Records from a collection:
PR #385, opened 2026-05-12
fix: check for corosync-qdevice service in bad state before stopping

richm:
Due to a weird quirk in the service_facts module, it can report that
the status is one of the bad_states instead of just leaving it out, when the service is
not installed. Therefore, we check for the status and if it is one of the bad_states, we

- **Task objective**
When the entries above show the word "status" in a line, copy that line out.

- **Completed exercise**
the status is one of the bad_states instead of just leaving it out, when the service is
not installed. Therefore, we check for the status and if it is one of the bad_states, we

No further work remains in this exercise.